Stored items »
▼
Issue #4654, opened 2023-09-11
Improve Plots Wizard


julieg18:
- [x] Make the reasoning behind the first file selector more obvious. Consolidate our "Create Custom Plot" and "Create Plot" commands, having a single "Create Plot" command with an extra quick pick. (https://github.com/iterative/vscode-dvc/pull/4664#pullrequestreview-1625680505)
- [x] Add an action into the plots webview (~add a "placeholder" plot that is button for adding plots~ (breaks drag and drop) add a plus button to the Data Series inputs)
- [x] Look into using `WorkspaceEdit` API (https://github.com/iterative/vscode-dvc/pull/4628#discussion_r1320892829). Could be used but wouldn't simplify anything. 
- [x] Look into allowing multiple files being selected for a plot (https://dvc.org/doc/command-reference/plots/show#sourcing-data-from-different-files)
- [x] Add option for choosing the plot title
- [x] Allow multiple metrics to be selected for y 
- [x] Allow multiple metrics to be selected for x (https://github.com/iterative/vscode-dvc/pull/4787#discussion_r1350813007)
- [x] Group tests in `/pipeline/quickPick.test.ts`.

Followup to #4628

julieg18:
> @julieg18 Was there at some point an extra plots pane in the circled area with a + to add a new plot? I'm wondering if we can make the plots wizard more obvious.

Yes, we wanted to do this originally, but adding one breaks our plot drag-and-drop code. It is most likely doable but would complicate our drag-and-drop code (which is already pretty complex as is) so we decided to not do this for now.

Issue #4661, opened 2023-09-13
Stale secret deletion


0x2b3bfa0:
It looks like the following GitHub Actions secrets aren't being used in any of your workflows, at least on the default branch:
* CC_TEST_REPORTER_ID

Please ping @iterative/security before 2023-09-22 if you'd like to preserve them.

mattseddon:
It is used here: https://github.com/iterative/vscode-dvc/blob/main/.github/workflows/continuous-integration.yml#L47

mattseddon:
@iterative/security do not delete that secret.

0x2b3bfa0:
Sorry, @mattseddon! I saw the issue “closed as completed” and thought I closed it myself. 🙈

0x2b3bfa0:
Can you please set that secret again?

mattseddon:
Yep done.

PR #4664, opened 2023-09-13
Add "Add Top-level Plot" command to plots webview

julieg18:
## Demo

https://github.com/iterative/vscode-dvc/assets/43496356/9ccd1a8d-5eeb-4e11-89a4-35c9fcead8f8

image

Part of #4654

### DIFF
--- a/extension/src/test/suite/plots/index.test.ts
+++ b/extension/src/test/suite/plots/index.test.ts
@@ -1124,6 +1124,23 @@ suite('Plots Test Suite', () => {
       )
     })
 
+    it('should handle a add template plot mmessage from the webview', async () => {
+      const { mockMessageReceived } = await buildPlotsWebview({
+        disposer: disposable,
+        plotsDiff: plotsDiffFixture
+      })
+
+      const executeCommandSpy = spy(commands, 'executeCommand')
+
+      mockMessageReceived.fire({
+        type: MessageFromWebviewType.ADD_PIPELINE_PLOT
+      })
+
+      expect(executeCommandSpy).to.be.calledWithExactly(
+        RegisteredCommands.PIPELINE_ADD_PLOT
+      )
+    })
+
     it('should handle the CLI throwing an error', async () => {
       const { data, errorsModel, mockPlotsDiff, plots, plotsModel } =
         await buildPlots({ disposer: disposable, plotsDiff: plotsDiffFixture })
--- a/extension/src/test/suite/plots/index.test.ts
+++ b/extension/src/test/suite/plots/index.test.ts
@@ -1137,7 +1137,8 @@ suite('Plots Test Suite', () => {
       })
 
       expect(executeCommandSpy).to.be.calledWithExactly(
-        RegisteredCommands.PIPELINE_ADD_PLOT
+        RegisteredCommands.PIPELINE_ADD_PLOT,
+        dvcDemoPath
       )
     })
 
--- a/extension/src/test/suite/plots/index.test.ts
+++ b/extension/src/test/suite/plots/index.test.ts
@@ -1124,7 +1124,7 @@ suite('Plots Test Suite', () => {
       )
     })
 
-    it('should handle a add template plot mmessage from the webview', async () => {
+    it('should handle an add pipeline plot message from the webview', async () => {
       const { mockMessageReceived } = await buildPlotsWebview({
         disposer: disposable,
         plotsDiff: plotsDiffFixture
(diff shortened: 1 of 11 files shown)


webview/src/plots/components/templatePlots/TemplatePlotsWrapper.tsx
```diff
@@ -20,6 +21,7 @@ export const TemplatePlotsWrapper: React.FC = () => {
       changeSize={changeSize}
       hasItems={hasItems}
       height={height}
+      addPlotsButton={{ onClick: addPipelinePlot }}
```
julieg18, line 24: Tried to add a plot button to the grid, but couldn't get past the drag and drop bugs (I needed the button to stay at the end of the plots but trying to drag and drop plots around the button would break things). There is most likely a way to implement it, but I was definitely having a hard time understanding the plots drag and drop code enough to figure out how. 

I'll give it another try as a followup later.

julieg18:
Code climate is failing with 

```
Error: you must supply a CC_TEST_REPORTER_ID ENV variable or pass it via the -r flag
```

Does it have to do with the issue we had with [code climate keys](https://iterativeai.slack.com/archives/C01R00PPQ1L/p1694453513665289)?

mattseddon:
> Code climate is failing with
> 
> ```
> Error: you must supply a CC_TEST_REPORTER_ID ENV variable or pass it via the -r flag
> ```
> 
> Does it have to do with the issue we had with [code climate keys](https://iterativeai.slack.com/archives/C01R00PPQ1L/p1694453513665289)?

https://github.com/iterative/vscode-dvc/issues/4661 - disappointing

mattseddon:
@0x2b3bfa0

0x2b3bfa0:
* https://github.com/iterative/vscode-dvc/issues/4661#issuecomment-1718507766 😳 

Can you plese restore that secret? 🙈

webview/src/plots/components/templatePlots/TemplatePlotsWrapper.tsx
mattseddon: Quick feedback on the UX (which I assume I missed in a previous PR).

Clicking on this button presents the user with this screen:

image

It is not obvious from this screen (unless you have context like you and I do) that the user is looking to add a file that contains data that can be used to generate a plot.

mattseddon: Also in the demo the tooltip says "Add Plot**s**" but should be "Add Plot":

image

extension/src/test/suite/plots/index.test.ts
```diff
@@ -1124,6 +1124,23 @@ suite('Plots Test Suite', () => {
...
+      })
+
+      const executeCommandSpy = spy(commands, 'executeCommand')
+
+      mockMessageReceived.fire({
+        type: MessageFromWebviewType.ADD_PIPELINE_PLOT
+      })
+
+      expect(executeCommandSpy).to.be.calledWithExactly(
+        RegisteredCommands.PIPELINE_ADD_PLOT
```
mattseddon, line 1140: [B] We know which `dvcRoot` we are calling `RegisteredCommands.PIPELINE_ADD_PLOT` from so we should not use `getCwd` again. Otherwise when a user is using a mono-repo they will click on "Add Plot" from a specific repos plots' webview and then be asked to choose which repository they want to add the plot to. There are plenty of examples of how we normally do this in `extension/src/experiments/webview/messages.ts` (e.g. `RegisteredCliCommands.EXPERIMENT_VIEW_PUSH`)

mattseddon (approved):
Good iteration. One bug to fix and we need to follow up on making the expected behaviour in the wizard's steps more obvious.

Consider combining/moving the add plot(s) buttons into the ribbon to make them more obvious/visible. I.e somewhere around here:

Screenshot 2023-09-14 at 11 27 36 am

webview/src/plots/components/templatePlots/TemplatePlotsWrapper.tsx
julieg18: > It is not obvious from this screen (unless you have context like you and I do) that the user is looking to add a file that contains data that can be used to generate a plot.

Oh, good point! First idea that comes to mind is opening a quick pick that lets user type in a relative path or select a file (we do something similar when creating a train stage). The quick pick can add a sentence that would clarify things further. I'll update #4654.

extension/src/test/suite/plots/index.test.ts
julieg18: Good catch! Updating the command to check for a `dvcRoot` being passed.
▲
WHAT YOU ARE ASKED TO DO » When a line in the records above contains the word "breaks", copy it.

TASK RESPONSE »
- [x] Add an action into the plots webview (~add a "placeholder" plot that is button for adding plots~ (breaks drag and drop) add a plus button to the Data Series inputs)
Yes, we wanted to do this originally, but adding one breaks our plot drag-and-drop code. It is most likely doable but would complicate our drag-and-drop code (which is already pretty complex as is) so we decided to not do this for now.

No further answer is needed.